## TASK DIRECTIONS
Verbatim, and with nothing else, reproduce the data below from its first line through the line containing "I'll comment inline".
━━━━━ RAW DATA ━━━━━
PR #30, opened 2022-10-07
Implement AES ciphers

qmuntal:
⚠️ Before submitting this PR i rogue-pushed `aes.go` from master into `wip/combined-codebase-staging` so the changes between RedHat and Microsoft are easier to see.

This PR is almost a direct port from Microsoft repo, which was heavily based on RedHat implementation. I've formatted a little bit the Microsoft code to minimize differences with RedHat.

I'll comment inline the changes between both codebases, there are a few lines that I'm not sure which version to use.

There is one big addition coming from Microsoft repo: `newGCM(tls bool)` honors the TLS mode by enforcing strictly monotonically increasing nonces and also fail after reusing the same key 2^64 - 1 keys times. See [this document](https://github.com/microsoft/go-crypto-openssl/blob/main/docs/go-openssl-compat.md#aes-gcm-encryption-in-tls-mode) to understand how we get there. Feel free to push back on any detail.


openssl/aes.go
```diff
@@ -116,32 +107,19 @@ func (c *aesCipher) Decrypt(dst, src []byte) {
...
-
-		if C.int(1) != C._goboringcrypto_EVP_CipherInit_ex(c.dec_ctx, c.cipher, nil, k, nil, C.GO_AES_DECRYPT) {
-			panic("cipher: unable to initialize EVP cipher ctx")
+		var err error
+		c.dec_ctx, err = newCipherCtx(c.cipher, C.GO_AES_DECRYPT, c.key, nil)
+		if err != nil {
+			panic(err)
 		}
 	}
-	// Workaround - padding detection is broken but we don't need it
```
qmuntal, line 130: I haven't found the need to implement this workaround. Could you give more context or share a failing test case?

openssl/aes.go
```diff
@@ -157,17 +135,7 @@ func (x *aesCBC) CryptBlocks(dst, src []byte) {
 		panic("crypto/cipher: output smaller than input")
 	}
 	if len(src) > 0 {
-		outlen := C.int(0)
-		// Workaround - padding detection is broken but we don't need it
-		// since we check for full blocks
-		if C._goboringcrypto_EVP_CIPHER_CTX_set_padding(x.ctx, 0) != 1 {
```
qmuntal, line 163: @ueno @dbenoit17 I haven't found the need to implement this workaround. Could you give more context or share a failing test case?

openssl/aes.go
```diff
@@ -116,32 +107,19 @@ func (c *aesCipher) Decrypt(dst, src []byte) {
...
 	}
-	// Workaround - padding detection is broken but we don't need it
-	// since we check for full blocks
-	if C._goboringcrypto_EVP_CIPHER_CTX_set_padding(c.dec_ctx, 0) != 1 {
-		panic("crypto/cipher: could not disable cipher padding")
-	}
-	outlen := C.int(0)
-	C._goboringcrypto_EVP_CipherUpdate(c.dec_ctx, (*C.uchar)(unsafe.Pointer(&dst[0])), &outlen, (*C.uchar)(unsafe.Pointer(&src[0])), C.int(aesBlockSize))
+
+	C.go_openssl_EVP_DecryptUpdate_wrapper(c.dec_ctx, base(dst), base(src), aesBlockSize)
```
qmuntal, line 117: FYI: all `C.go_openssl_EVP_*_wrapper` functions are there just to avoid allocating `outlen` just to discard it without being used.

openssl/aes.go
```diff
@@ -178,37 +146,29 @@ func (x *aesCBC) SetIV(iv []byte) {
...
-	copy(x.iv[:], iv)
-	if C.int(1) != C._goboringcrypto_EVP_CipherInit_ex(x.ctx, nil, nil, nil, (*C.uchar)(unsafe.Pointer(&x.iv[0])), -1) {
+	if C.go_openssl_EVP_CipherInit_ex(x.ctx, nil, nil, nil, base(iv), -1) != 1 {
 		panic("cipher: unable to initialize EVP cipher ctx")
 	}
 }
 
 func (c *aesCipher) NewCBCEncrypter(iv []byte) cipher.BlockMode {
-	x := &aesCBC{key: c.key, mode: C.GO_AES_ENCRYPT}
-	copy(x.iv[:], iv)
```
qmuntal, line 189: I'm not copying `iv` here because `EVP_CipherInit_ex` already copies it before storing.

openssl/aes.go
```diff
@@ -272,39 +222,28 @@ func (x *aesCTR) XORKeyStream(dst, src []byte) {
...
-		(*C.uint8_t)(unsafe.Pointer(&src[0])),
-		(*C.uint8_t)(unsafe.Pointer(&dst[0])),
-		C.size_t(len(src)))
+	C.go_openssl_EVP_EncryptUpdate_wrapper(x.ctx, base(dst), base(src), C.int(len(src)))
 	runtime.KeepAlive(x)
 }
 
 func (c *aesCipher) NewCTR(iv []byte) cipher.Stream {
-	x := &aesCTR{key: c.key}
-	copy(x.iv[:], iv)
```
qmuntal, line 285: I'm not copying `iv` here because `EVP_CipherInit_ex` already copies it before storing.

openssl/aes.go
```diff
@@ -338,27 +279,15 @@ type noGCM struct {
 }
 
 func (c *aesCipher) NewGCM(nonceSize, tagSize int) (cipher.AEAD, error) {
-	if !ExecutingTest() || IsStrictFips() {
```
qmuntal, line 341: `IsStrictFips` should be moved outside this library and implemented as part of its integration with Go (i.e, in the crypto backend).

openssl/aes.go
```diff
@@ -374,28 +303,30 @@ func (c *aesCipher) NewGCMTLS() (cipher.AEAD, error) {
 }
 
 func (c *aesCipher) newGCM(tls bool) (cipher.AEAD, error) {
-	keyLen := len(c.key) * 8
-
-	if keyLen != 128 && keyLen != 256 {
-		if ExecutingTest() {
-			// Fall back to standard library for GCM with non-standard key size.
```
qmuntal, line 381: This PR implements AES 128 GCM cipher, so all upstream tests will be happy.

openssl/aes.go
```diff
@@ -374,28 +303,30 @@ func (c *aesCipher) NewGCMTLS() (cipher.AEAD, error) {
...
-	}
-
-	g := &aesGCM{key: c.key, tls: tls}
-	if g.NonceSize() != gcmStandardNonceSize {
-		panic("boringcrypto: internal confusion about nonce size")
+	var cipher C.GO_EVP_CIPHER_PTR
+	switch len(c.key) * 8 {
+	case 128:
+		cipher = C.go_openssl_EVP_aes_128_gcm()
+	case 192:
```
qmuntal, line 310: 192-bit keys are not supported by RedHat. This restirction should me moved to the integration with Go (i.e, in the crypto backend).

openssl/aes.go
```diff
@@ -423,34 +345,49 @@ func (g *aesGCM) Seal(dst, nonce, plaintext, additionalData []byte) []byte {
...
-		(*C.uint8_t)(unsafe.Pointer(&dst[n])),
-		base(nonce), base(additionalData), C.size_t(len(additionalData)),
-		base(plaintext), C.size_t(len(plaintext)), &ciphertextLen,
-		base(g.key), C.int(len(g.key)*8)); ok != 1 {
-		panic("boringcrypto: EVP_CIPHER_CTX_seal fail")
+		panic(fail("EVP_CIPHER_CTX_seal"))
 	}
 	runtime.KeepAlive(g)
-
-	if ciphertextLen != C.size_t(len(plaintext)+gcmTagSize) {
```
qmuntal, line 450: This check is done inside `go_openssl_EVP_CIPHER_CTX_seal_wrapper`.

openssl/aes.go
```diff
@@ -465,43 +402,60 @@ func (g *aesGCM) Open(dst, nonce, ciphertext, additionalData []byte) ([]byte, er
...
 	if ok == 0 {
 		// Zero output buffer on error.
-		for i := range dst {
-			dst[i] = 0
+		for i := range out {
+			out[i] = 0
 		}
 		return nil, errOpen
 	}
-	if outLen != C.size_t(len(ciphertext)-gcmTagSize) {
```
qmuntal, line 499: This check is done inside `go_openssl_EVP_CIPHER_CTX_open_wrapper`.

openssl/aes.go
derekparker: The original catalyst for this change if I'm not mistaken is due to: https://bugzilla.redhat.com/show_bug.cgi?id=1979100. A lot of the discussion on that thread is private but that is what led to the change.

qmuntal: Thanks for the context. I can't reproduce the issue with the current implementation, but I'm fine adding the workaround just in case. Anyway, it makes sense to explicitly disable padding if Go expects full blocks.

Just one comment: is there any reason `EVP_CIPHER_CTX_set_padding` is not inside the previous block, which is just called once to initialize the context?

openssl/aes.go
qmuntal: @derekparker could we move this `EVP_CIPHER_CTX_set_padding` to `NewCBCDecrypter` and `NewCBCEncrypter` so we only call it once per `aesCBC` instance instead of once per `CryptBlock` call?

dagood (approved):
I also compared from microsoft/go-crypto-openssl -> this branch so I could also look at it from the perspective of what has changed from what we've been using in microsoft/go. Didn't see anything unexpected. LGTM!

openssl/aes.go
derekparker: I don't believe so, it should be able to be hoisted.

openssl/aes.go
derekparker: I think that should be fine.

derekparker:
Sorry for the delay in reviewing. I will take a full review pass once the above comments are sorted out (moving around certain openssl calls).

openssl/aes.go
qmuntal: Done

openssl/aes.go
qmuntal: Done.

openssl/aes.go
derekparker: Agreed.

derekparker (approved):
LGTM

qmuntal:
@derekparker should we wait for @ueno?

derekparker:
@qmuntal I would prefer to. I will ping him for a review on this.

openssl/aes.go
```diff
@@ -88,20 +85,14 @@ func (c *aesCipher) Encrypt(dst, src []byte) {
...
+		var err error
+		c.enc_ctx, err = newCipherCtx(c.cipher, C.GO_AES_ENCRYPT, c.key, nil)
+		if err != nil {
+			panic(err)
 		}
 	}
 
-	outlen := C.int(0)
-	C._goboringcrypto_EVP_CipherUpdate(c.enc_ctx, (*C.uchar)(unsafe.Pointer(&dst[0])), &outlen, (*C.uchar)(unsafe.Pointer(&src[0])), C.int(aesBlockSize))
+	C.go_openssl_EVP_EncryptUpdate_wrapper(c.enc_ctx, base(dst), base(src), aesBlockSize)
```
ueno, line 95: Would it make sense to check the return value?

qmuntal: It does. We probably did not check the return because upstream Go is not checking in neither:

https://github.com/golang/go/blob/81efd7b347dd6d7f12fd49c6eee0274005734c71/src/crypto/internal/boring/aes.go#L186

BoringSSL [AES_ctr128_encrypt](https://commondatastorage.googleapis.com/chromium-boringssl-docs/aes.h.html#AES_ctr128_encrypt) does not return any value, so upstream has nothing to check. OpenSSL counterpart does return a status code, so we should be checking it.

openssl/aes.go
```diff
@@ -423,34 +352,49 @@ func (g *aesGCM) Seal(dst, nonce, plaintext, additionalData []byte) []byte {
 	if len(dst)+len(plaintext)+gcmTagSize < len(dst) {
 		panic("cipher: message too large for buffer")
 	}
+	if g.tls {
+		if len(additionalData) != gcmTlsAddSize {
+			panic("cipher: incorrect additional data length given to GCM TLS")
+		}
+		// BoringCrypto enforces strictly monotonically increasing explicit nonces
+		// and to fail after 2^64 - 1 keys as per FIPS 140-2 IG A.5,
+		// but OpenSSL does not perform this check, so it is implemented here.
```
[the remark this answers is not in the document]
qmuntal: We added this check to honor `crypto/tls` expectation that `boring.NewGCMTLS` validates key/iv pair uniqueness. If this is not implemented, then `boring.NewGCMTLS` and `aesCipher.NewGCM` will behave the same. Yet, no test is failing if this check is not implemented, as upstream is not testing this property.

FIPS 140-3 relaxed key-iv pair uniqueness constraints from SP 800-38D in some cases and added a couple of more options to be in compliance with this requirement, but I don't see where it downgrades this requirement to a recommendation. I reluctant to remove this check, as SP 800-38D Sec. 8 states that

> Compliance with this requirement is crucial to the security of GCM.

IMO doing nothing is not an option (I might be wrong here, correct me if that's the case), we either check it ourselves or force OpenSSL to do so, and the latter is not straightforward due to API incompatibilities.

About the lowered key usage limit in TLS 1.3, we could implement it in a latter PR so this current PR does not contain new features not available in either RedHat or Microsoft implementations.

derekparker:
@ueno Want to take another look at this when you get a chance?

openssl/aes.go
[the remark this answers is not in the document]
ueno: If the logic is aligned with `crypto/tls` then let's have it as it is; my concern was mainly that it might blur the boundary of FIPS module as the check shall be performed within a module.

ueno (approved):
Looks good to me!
━━━━━
## EXERCISE SOLUTION
PR #30, opened 2022-10-07
Implement AES ciphers

qmuntal:
⚠️ Before submitting this PR i rogue-pushed `aes.go` from master into `wip/combined-codebase-staging` so the changes between RedHat and Microsoft are easier to see.

This PR is almost a direct port from Microsoft repo, which was heavily based on RedHat implementation. I've formatted a little bit the Microsoft code to minimize differences with RedHat.

I'll comment inline the changes between both codebases, there are a few lines that I'm not sure which version to use.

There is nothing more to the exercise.